With a little imagination, Commander Norton told himself, he could pretend that this was an improvised night camp at the foot of some mountain in a remote region of Asia or America. The clutter of sleeping pads, collapsible chain and tables, portable power plant, lighting equipment, electrosan toilets, and miscellaneous scientific apparatus would not have looked out of place on Earth—especially as there were men and women working here without life-support systems.

Establishing Camp Alpha had been very hard work, for everything had had to be man-handled through the chain of airlocks, sledded down the slope from the Hub, and then retrieved and unpacked. Sometimes, when the braking parachutes had failed, a consignment had ended up a good kilometre away out on the plain. Despite this, several crewmembers had asked permission to make the ride; Norton had firmly forbidden it. In an emergency, however, he might be prepared to reconsider the ban.

Almost all this equipment would stay here, for the labour of carrying it back was unthinkable—in fact, impossible. There were times when Commander Norton felt an irrational shame at leaving so much human litter in this strangely immaculate place. When they finally departed, he was prepared to sacrifice some of their precious time to leave everything in good order. Improbable though it was, perhaps millions of years hence, when Rama shot through some other star system, it might have visitors again. He would like to give them a good impression of Earth.

Meanwhile, he had a rather more immediate problem. During the last twenty-four hours he had received almost identical messages from both Mars and Earth. It seemed an odd coincidence; perhaps they had been commiserating with each other, as wives who lived safely on different planets were liable to do under sufficient provocation. Rather pointedly, they had reminded him that even though he was now a great hero, he still had family responsibilities.

The Commander picked up a collapsible chair, and walked out of the pool of light into the darkness surrounding the camp.

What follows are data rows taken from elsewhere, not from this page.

PR #4756, opened 2019-09-26
Prep the filter drawer for real content

davidpmccormick:
Removing dummy content and adding an `items` prop – an array of `{|title: string, component: Node|}`.


common/views/components/FilterDrawer/FilterDrawer.js
```diff
@@ -87,7 +87,11 @@ const FilterSection = styled.div.attrs(props => ({
   }
 `;
 
-function FilterDrawer() {
+type Props = {|
+  items: {| title: string, component: Node |}[],
```
jamesgorrie: You could make this more typesafe by having a component `FilterDrawContent` which you could then control with classes / spacing etc?

PR #4758, opened 2019-09-30
Dates with drawer

gestchild:
references #4689 and #4736

Uses the new FilterDrawer component for the date filters (waiting on #4755)


common/views/components/FilterDrawerRefine/FilterDrawerRefine.js
```diff
@@ -182,18 +183,64 @@ function FilterDrawerRefine({
...
+                            type="number"
+                            min="0"
+                            max="9999"
+                            placeholder={'year'}
+                            name="productionDatesFrom"
+                            value={inputDateFrom || ''}
+                            onChange={event => {
+                              setInputDateFrom(`${event.currentTarget.value}`);
+                            }}
+                            style={{
```
jamesgorrie: @davidpmccormick is there a reason we're not using styled components here?

PR #4762, opened 2019-09-30
add basic similarity panel

jamesgorrie:
Add a basic component connecting to the palette API.
This is giving us a chance to see what shape the API should be in, and what we're missing.

- [X] Will be behind a toggle.

## Original 👇 
Screenshot 2019-09-30 at 18 13 32

## Images 👇 
Screenshot 2019-09-30 at 18 10 07


jamesgorrie:
@jennpb we could merge it now and have it behind a toggle to see - or we could wait.

It might make it easier to work out if you see the actual data?

jennpb:
ok, that's fine

PR #6025, opened 2021-01-27
use the right syntax for unicode ranges

jamesgorrie:
this was causing a compiler error which we are still debugging.
But it should follow [the standard](https://developer.mozilla.org/en-US/docs/Web/CSS/@font-face/unicode-range) anyway.


jamieparkinson (approved):
Do you mind fixing the eof `\n` thing on package.json? as soon as I open it in IntelliJ it's going to insist on putting it back

jamesgorrie:
@jamieparkinson Not sure why it was stolen.

PR #6028, opened 2021-01-27
Palette-based color picker

jamieparkinson:
This is an (arguably) improved UI for colour filtering based on the design [in Zeplin](https://zpl.io/V48dnYJ).

The library we're using doesn't export the plumbing that we want so I replicated it (ish) which makes the UI much better suited to our needs (and doesn't cause CSS import problems).

It looks like this:
image

### DIFF
--- a/common/views/components/PaletteColorPicker/HueSlider.tsx
+++ b/common/views/components/PaletteColorPicker/HueSlider.tsx
@@ -1,0 +1,176 @@
+import styled from 'styled-components';
+import React, {
+  FunctionComponent,
+  useCallback,
+  useEffect,
+  useLayoutEffect,
+  useRef,
+  useState,
+} from 'react';
+
+type Props = {
+  hue: number;
+  onChangeHue: (value: number) => void;
+};
+
+const HueBar = styled.div`
+  position: relative;
+  width: 100%;
+  height: 28px;
+  background: linear-gradient(
+    to right,
+    #f00 0%,
+    #ff0 17%,
+    #0f0 33%,
+    #0ff 50%,
+    #00f 67%,
+    #f0f 83%,
+    #f00 100%
+  );
+`;
+
+type HandleProps = {
+  leftOffset: number;
+};
+
+const Handle = styled.span.attrs<HandleProps>(({ leftOffset }) => ({
+  style: {
+    left: `${leftOffset * 100}%`,
+  },
+}))<HandleProps>`
+  display: inline-block;
+  position: absolute;
+  top: 50%;
+  width: 6px;
+  height: 24px;
+  transform: translate(-50%, -50%);
+  background-color: white;
+  box-shadow: 0 0 1px rgba(black, 0.5);
+  border-radius: 2px;
+`;
+
+type InteractionEvent = MouseEvent | TouchEvent;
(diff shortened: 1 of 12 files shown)


common/views/components/PaletteColorPicker/HueSlider.tsx
```diff
@@ -0,0 +1,176 @@
...
+  background-color: white;
+  box-shadow: 0 0 1px rgba(black, 0.5);
+  border-radius: 2px;
+`;
+
+type InteractionEvent = MouseEvent | TouchEvent;
+type ReactInteractionEvent = React.MouseEvent | React.TouchEvent;
+
+const isTouch = (e: InteractionEvent): e is TouchEvent => 'touches' in e;
+const clamp = (x: number, min = 0, max = 1) =>
```
jamesgorrie, line 56: nit: We have `lodash.clamp`.

jamieparkinson: Do we? I didn't want to add a dependency for such a simple function

common/views/components/PaletteColorPicker/HueSlider.tsx
```diff
@@ -0,0 +1,176 @@
...
+  x > max ? max : x < min ? min : x;
+const useIsomorphicLayoutEvent =
```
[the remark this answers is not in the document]
jamieparkinson: Got it from here https://github.com/omgovich/react-colorful/blob/c4785feff95035f0f73244430dd2f22d351d7713/src/hooks/useIsomorphicLayoutEffect.ts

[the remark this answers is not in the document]
jamieparkinson: https://github.com/facebook/react/issues/14927

common/views/components/PaletteColorPicker/HueSlider.tsx
jamesgorrie: Yea, we could put it in `utils/`

common/views/components/PaletteColorPicker/HueSlider.tsx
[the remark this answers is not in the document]
jamesgorrie: Interesting, I wonder if we could just use `useLayoutEffect` though. Happy for either.

common/views/components/PaletteColorPicker/PaletteColorPicker.tsx
```diff
@@ -0,0 +1,117 @@
...
+  margin-top: 15px;
+`;
+
+const ColorLabel = styled.label<{ active: boolean }>`
+  font-style: italic;
+  color: ${({ active }) => (active ? '#121212' : '#565656')};
+  font-size: 14px;
+`;
+
+const ClearButton = styled.button`
```
jamesgorrie, line 55: Does this make them submit buttons?

jamesgorrie (approved):
Loving this - I also like that this could easily be implemented sans-JS.

common/views/components/PaletteColorPicker/PaletteColorPicker.tsx
jamieparkinson: good point, will check

PR #6029, opened 2021-01-27
Fix TypeScript ESLint and webpack errors

ajrussellaudio:
Due to differing TypeScript and ESLint configs, these code changes had to be made to allow the identity app to compile, build and run for local dev.

PR #6031, opened 2021-01-28
Identity/account app prefix

ajrussellaudio:
This PR will allow the identity webapp to live at a path prefix when deployed. This is probably `account` so that the app is accessed at wellcome.org/account, but it can be any value, set by the environment variable `CONTEXT_PATH`, and this env var can be undefined in local development.

These changes depend on changes in #6029. That base branch is used here to aid diffing and review, but this PR can be merged to master once #6029 is accepted.


kenoir (approved):
LGTM, build seems to be failing though: "https://buildkite.com/wellcomecollection/experience-identity/builds/58#5492d560-bf11-4950-bb03-7758eeb080bd/209-239"

ajrussellaudio:
Replicated without conflict in #6035

PR #6032, opened 2021-01-28
Accessibility fixes

gestchild:
Fixes some accessibility issues:
- duplicate ids
- color contrast issues
- missing title attribites
- adds some data attributes for targeting with pa11y


common/services/prismic/html-serializers.js
```diff
@@ -130,6 +130,9 @@ export const defaultSerializer: HtmlSerializer = (
       const rel = target ? 'noopener' : undefined;
       const linkUrl = PrismicDOM.Link.url(element.data, linkResolver);
       const isDocument = element.data.kind === 'document';
+      const nameWithoutSpaces = element.data.name
```
davidpmccormick, line 133: Do we have a utility that does this (or something similar, like `dasherize`)?

davidpmccormick (approved):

It was the only way he could get any privacy, and he could also think better away from the turmoil. Deliberately turning his back on the organized confusion behind him, he began to speak into the recorder slung around his neck.

“Original for personal file, dupes to Mars and Earth. Hello, darling—yes, I know I’ve been a lousy correspondent, but I haven’t been aboard ship for a week. Apart from a skeleton crew, we’re all camping inside Rama, at the foot of the stairway we’ve christened Alpha.”

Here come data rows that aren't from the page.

PR #6035, opened 2021-01-29
Identity app path prefix

ajrussellaudio:
This PR will allow the identity webapp to live at a path prefix when deployed. This is probably `account` so that the app is accessed at wellcome.org/account, but it can be any value, set by the environment variable `CONTEXT_PATH`, and this env var can be undefined in local development.

Duplicate of #6031

### DIFF
--- a/identity/webapp/.env.dist
+++ b/identity/webapp/.env.dist
@@ -14,3 +14,8 @@ AUTH_METHOD=local
 
 # API_BASE_URL=
 # API_KEY=
+
+# Is set to a path prefix in deployed environments
+# e.g. /account
+# but can be undefined in local dev
+# CONTEXT_PATH=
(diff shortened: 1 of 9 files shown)


identity/webapp/.env.dist
```diff
@@ -14,3 +14,8 @@ AUTH_METHOD=local
 
 # API_BASE_URL=
 # API_KEY=
+
+# Is set to a path prefix in deployed environments
+# e.g. /account
```
jamesgorrie, line 19: Would the example be `account` as we add the slash [in prefix.ts](https://github.com/wellcomecollection/wellcomecollection.org/pull/6035/files#diff-24e21ba400e7f865047bb041718b764a5c5bcbf0173aa7383c0367d6dd450768R1). Could be worth not prepending the slash to add fewer layers.

jamesgorrie (approved):

PR #6043, opened 2021-02-01
Add ability to add a landing page to a page

gestchild:
⬆️

### DIFF
--- a/prismic-model/js/pages.js
+++ b/prismic-model/js/pages.js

“I have three parties out now, scouting the plain, but we’ve made disappointingly slow progress, because everything has to be done on foot. If only we had some means of transport! I’d be very happy to settle for a few electric bicycles… they’d be perfect for the job.”

“You’ve met my medical officer, Surgeon-Commander Ernst—” He paused uncertainly; Laura had met one of his wives, but which? Better cut that out.

Erasing the sentence, he began again.

“My MO, Surgeon-Commander Ernst, led the first group to reach the Cylindrical Sea, fifteen kilometres from here. She found that it was frozen water, as we’d expected—but you wouldn’t want to drink it. Dr. Ernst says it’s a dilute organic soup, containing traces of almost any carbon compound you care to name, as well as phosphates and nitrates and dozens of metallic salts. There’s not the slightest sign of life—not even any dead micro-organisms. So we still know nothing about the biochemistry of the Ramans… though it was probably not wildly different from ours.”